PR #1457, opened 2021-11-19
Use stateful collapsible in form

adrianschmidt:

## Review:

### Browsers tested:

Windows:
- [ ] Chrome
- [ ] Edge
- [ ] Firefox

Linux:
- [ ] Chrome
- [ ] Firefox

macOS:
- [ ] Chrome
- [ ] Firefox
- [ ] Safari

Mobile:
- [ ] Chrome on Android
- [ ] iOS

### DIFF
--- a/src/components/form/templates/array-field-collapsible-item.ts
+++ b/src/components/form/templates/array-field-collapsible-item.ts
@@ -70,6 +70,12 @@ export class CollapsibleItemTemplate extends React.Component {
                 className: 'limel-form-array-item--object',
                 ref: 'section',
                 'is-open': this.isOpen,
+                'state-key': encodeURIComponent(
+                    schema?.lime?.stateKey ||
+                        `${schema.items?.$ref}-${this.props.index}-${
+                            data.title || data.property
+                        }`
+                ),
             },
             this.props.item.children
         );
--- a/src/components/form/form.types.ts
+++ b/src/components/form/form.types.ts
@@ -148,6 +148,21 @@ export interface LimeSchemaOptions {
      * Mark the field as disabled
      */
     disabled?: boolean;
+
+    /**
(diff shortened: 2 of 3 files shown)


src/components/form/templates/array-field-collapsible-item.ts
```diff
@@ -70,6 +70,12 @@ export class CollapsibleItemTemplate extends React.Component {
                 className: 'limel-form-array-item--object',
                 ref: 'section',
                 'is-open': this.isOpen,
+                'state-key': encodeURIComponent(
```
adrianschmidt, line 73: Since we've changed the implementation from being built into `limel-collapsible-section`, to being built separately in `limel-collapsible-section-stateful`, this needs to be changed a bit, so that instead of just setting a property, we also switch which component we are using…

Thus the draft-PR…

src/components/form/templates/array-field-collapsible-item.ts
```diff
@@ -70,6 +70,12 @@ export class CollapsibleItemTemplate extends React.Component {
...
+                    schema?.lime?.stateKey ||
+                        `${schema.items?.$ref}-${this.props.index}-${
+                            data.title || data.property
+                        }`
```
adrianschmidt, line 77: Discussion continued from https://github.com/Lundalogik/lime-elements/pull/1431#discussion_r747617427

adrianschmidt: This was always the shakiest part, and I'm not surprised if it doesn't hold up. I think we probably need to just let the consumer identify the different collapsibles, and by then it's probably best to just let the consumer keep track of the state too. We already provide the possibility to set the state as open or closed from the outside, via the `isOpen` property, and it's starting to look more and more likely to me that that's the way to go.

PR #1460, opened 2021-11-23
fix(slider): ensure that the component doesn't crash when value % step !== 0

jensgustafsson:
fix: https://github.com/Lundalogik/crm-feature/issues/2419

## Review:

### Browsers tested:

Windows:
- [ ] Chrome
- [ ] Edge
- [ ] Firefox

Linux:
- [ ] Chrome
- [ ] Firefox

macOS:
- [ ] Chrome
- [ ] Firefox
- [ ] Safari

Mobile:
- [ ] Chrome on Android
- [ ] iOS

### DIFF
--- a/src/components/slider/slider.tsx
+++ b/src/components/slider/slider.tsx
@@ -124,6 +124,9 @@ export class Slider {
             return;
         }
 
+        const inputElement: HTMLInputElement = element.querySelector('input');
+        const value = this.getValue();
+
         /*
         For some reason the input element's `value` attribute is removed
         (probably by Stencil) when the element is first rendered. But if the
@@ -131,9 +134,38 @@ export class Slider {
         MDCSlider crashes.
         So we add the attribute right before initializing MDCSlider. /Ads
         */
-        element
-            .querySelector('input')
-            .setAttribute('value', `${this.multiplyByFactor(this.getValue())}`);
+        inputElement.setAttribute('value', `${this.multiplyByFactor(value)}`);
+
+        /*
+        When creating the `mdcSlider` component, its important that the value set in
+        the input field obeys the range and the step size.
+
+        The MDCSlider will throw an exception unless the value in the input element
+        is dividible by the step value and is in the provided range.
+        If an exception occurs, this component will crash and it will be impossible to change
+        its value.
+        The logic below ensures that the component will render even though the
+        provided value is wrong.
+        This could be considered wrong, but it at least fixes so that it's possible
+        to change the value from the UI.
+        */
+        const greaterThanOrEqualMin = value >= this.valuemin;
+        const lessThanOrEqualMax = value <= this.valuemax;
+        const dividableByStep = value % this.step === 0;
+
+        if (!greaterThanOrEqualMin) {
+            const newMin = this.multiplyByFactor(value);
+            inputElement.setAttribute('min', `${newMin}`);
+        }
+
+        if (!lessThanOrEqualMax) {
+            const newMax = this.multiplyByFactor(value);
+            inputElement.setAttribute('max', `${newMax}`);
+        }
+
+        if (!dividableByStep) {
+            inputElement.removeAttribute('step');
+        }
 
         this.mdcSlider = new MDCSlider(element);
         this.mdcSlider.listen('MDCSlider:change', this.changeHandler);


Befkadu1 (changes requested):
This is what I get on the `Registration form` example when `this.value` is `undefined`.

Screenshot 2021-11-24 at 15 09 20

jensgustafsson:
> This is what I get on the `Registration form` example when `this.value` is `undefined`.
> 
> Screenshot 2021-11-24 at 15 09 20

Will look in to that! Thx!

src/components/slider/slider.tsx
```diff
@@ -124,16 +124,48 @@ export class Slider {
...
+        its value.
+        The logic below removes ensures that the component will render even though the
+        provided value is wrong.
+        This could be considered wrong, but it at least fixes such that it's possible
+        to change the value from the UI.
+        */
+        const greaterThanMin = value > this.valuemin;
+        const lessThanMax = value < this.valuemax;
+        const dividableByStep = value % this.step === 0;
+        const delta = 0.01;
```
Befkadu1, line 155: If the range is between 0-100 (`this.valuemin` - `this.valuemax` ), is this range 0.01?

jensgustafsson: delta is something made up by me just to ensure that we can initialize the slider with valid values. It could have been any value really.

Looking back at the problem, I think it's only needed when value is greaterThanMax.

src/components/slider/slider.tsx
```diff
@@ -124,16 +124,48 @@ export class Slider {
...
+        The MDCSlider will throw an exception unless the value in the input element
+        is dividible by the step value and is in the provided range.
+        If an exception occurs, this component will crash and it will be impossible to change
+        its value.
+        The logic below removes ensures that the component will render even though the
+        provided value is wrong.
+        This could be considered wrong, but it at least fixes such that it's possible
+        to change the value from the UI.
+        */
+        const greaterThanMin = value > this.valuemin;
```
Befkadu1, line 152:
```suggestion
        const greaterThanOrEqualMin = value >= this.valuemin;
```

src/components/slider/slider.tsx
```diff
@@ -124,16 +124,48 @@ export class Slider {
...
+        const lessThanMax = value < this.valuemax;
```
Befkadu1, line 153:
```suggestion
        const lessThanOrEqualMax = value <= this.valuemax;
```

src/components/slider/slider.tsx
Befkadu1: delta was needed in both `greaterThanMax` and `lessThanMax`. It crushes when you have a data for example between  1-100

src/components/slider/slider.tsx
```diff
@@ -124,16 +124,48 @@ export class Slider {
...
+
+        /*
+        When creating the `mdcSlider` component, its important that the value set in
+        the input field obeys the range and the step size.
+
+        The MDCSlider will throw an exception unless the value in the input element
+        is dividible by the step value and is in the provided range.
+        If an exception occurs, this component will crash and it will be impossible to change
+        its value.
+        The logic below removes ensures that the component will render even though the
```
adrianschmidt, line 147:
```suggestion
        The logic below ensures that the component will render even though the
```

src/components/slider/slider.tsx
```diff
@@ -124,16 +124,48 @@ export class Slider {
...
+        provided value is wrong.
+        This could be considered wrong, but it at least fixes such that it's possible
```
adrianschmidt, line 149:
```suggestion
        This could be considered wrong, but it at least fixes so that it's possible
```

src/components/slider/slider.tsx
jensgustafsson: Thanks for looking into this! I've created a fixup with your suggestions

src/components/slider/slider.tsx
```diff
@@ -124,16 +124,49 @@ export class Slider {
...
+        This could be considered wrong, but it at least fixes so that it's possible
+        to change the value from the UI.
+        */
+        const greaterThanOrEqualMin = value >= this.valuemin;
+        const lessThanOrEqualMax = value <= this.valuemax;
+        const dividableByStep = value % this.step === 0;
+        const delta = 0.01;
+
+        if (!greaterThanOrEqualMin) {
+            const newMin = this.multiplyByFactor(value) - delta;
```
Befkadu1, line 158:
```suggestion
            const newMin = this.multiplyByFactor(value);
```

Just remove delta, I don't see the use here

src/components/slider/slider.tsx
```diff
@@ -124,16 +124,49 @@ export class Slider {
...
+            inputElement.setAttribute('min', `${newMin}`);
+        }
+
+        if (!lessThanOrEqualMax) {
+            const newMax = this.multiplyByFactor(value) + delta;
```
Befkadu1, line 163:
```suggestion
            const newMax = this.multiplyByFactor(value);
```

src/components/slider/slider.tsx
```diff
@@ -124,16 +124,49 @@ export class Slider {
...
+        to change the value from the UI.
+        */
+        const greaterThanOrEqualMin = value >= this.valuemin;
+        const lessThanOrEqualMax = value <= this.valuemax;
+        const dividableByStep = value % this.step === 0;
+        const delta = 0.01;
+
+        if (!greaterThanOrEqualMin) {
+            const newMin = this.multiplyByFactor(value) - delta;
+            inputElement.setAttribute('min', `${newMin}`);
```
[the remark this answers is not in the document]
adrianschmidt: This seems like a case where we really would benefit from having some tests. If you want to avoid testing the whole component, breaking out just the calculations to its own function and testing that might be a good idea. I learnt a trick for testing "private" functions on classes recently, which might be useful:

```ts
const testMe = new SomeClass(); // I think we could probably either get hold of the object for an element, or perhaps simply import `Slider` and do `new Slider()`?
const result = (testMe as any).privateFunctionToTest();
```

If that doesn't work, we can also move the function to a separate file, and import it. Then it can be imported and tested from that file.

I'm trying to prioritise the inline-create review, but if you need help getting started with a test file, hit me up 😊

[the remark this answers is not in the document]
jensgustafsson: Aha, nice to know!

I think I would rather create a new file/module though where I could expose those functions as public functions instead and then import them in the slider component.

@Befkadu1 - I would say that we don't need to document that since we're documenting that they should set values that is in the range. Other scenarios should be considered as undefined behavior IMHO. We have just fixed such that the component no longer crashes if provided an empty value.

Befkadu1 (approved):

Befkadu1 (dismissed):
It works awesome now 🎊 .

::::

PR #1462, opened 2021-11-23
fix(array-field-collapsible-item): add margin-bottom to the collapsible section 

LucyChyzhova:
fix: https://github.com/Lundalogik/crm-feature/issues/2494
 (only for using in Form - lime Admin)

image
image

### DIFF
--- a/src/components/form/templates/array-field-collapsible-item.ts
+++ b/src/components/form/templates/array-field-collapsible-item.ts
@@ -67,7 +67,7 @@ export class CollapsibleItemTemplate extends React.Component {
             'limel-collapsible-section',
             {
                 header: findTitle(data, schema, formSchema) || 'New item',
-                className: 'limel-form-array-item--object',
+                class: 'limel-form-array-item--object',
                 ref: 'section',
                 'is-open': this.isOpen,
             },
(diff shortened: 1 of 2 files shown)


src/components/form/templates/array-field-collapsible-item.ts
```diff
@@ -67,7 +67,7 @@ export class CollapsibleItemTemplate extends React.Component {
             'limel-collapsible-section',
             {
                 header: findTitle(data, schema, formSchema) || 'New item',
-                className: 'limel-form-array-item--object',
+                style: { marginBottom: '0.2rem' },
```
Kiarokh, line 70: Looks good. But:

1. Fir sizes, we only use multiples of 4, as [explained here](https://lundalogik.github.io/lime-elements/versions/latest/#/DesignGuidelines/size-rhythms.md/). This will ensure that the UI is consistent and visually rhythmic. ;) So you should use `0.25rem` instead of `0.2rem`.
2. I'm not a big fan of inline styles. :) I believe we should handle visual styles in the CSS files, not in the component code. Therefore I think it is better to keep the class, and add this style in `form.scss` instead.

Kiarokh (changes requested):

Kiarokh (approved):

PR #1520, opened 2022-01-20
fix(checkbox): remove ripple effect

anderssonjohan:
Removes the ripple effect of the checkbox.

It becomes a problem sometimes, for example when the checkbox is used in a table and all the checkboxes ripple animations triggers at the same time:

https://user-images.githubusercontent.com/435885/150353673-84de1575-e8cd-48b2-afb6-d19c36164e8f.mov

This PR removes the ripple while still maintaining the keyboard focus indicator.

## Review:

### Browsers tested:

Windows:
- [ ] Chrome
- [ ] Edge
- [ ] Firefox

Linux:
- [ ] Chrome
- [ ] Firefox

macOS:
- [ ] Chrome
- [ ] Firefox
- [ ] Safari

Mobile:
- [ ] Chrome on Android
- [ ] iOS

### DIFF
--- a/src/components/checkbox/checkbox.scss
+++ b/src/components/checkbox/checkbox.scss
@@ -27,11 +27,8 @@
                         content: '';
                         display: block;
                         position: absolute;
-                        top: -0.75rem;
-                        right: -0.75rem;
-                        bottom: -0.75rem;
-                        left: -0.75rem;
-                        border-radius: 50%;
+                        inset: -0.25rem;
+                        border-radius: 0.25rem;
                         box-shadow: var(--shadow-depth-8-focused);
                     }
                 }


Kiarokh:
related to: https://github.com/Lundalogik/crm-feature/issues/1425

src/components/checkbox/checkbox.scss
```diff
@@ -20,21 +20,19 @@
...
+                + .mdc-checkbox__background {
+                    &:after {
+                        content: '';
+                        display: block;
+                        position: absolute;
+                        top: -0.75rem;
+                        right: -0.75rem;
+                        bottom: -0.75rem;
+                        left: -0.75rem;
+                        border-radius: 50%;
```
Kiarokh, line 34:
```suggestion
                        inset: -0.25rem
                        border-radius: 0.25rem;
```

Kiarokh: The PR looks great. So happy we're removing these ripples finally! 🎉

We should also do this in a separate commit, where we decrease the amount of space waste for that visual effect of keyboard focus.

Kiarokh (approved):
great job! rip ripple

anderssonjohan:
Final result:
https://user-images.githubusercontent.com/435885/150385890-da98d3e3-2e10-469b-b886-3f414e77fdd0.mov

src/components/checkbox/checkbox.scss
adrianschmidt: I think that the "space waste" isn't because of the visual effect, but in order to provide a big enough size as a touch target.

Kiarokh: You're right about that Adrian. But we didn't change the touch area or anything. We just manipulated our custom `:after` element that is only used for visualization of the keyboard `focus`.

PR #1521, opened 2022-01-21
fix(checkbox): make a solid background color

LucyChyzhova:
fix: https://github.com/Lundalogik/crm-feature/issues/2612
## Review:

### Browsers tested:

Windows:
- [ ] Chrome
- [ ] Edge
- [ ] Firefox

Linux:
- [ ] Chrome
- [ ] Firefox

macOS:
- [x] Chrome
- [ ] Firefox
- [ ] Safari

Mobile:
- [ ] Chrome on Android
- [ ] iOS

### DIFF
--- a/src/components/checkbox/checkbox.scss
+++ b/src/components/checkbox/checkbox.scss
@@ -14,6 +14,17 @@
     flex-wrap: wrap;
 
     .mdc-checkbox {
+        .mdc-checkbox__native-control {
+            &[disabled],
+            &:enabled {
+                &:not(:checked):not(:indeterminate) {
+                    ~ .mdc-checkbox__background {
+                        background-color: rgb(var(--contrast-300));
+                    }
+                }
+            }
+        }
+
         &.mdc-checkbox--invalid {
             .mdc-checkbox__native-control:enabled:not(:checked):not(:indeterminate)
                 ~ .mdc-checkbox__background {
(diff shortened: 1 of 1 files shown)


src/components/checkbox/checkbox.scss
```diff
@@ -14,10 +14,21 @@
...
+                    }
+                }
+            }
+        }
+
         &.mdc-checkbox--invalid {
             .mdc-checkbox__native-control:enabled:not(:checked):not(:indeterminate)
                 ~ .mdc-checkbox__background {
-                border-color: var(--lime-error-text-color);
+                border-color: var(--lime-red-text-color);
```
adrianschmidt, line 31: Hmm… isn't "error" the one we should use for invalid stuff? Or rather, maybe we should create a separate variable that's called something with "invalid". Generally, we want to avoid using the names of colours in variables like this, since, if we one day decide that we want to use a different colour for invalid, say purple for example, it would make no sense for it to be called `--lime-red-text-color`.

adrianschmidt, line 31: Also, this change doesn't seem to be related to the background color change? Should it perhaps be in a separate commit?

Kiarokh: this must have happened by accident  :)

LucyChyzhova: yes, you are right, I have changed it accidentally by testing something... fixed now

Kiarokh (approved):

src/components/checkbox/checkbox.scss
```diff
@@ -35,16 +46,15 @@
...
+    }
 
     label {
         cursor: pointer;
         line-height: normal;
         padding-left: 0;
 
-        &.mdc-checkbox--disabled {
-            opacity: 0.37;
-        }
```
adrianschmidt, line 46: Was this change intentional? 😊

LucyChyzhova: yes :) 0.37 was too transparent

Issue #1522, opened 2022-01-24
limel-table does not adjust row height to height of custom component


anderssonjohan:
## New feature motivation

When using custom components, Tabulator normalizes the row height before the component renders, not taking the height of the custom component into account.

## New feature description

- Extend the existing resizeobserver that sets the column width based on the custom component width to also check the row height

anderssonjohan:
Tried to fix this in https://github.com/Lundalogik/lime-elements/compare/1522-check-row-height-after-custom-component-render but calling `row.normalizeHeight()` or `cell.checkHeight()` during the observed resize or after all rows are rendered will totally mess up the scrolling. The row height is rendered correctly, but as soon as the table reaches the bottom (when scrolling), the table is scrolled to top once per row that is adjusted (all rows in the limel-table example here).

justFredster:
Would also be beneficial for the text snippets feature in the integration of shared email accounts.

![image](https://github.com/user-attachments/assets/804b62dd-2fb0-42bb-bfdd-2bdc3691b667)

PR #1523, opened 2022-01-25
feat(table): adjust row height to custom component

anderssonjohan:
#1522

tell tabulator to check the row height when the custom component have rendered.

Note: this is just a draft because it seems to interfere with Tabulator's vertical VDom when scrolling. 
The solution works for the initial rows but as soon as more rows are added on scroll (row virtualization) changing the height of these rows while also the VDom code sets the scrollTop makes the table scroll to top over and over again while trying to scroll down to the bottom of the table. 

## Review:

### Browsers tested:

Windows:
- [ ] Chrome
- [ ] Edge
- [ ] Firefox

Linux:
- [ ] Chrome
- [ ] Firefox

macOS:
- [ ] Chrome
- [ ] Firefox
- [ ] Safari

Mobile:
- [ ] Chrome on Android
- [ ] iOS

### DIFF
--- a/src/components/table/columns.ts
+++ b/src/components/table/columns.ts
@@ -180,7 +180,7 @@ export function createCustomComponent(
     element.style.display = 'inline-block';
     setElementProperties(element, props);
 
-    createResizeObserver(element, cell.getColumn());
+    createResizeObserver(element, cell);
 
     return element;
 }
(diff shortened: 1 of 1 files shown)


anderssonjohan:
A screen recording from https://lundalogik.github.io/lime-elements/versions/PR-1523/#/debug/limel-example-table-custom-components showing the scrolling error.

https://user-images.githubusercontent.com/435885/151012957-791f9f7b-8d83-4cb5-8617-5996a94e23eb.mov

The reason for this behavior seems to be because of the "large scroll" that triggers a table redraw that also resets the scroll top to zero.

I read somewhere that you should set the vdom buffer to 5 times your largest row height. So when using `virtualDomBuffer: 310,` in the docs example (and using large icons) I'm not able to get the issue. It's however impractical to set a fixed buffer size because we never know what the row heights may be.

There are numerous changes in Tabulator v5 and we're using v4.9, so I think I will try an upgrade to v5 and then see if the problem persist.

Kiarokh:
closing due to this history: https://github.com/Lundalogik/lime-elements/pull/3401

::::

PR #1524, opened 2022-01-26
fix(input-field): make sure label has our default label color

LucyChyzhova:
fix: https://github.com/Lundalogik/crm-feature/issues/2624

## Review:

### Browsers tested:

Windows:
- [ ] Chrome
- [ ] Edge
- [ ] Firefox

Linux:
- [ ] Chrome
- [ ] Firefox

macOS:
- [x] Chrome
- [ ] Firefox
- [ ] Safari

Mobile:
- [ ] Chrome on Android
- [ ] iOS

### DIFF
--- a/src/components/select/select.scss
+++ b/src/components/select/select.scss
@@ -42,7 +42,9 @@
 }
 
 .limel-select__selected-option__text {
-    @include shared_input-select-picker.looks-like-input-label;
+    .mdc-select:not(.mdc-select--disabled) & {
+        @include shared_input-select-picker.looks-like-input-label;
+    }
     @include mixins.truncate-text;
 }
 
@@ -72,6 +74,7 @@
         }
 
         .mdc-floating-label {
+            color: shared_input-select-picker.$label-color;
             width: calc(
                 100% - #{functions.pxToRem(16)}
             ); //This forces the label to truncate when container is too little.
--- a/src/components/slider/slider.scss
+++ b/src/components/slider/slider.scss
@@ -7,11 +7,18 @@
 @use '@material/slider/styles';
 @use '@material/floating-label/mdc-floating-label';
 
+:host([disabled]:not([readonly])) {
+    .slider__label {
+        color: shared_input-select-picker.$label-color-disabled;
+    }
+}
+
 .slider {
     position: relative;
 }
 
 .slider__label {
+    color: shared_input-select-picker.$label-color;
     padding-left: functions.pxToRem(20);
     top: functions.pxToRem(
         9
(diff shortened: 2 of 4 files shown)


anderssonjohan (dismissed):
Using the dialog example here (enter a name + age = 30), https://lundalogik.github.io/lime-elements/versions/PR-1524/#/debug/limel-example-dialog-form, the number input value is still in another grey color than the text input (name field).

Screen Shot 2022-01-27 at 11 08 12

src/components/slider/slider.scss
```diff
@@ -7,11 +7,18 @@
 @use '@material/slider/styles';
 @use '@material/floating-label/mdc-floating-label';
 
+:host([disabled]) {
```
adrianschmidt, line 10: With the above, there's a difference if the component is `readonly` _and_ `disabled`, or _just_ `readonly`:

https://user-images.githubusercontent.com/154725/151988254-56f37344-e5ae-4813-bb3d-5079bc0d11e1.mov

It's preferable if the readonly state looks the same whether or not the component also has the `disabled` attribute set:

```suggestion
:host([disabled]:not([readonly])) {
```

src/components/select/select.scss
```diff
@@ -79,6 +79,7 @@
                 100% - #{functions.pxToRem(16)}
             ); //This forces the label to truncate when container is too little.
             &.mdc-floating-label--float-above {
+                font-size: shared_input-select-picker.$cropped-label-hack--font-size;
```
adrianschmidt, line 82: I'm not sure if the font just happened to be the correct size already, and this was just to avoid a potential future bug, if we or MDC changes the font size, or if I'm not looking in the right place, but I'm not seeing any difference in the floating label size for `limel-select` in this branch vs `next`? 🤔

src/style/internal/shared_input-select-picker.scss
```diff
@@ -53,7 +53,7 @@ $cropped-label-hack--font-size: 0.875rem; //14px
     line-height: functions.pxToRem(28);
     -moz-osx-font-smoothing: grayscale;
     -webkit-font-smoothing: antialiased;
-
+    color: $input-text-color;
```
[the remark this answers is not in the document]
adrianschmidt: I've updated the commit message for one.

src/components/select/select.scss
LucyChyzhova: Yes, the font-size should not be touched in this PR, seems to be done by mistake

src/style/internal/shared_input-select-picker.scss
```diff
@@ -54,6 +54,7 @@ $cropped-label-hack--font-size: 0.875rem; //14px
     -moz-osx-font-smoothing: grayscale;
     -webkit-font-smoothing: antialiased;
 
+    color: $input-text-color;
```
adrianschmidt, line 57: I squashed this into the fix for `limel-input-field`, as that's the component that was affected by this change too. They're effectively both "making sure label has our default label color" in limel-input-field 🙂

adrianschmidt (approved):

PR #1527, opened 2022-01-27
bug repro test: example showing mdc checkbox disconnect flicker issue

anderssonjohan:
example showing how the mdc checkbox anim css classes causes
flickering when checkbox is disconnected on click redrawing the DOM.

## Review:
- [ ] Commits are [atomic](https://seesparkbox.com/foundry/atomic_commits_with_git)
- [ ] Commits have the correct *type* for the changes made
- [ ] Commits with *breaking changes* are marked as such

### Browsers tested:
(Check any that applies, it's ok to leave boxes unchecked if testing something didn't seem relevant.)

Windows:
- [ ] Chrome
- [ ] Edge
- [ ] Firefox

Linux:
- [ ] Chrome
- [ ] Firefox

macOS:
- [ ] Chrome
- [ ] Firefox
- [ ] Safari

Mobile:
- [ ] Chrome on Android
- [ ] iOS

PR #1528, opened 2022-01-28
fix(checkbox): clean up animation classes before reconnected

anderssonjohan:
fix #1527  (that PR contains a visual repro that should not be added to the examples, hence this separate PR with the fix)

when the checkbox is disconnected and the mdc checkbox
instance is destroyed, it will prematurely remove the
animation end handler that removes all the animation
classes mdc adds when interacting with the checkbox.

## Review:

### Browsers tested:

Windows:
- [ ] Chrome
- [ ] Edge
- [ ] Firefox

::::

Which lines above run from the one containing "Tried to fix" down to the one containing "PR #1523, opened 2022-01-25"? Repeat exactly those, both ends included, and nothing else.

Tried to fix this in https://github.com/Lundalogik/lime-elements/compare/1522-check-row-height-after-custom-component-render but calling `row.normalizeHeight()` or `cell.checkHeight()` during the observed resize or after all rows are rendered will totally mess up the scrolling. The row height is rendered correctly, but as soon as the table reaches the bottom (when scrolling), the table is scrolled to top once per row that is adjusted (all rows in the limel-table example here).

justFredster:
Would also be beneficial for the text snippets feature in the integration of shared email accounts.

![image](https://github.com/user-attachments/assets/804b62dd-2fb0-42bb-bfdd-2bdc3691b667)

PR #1523, opened 2022-01-25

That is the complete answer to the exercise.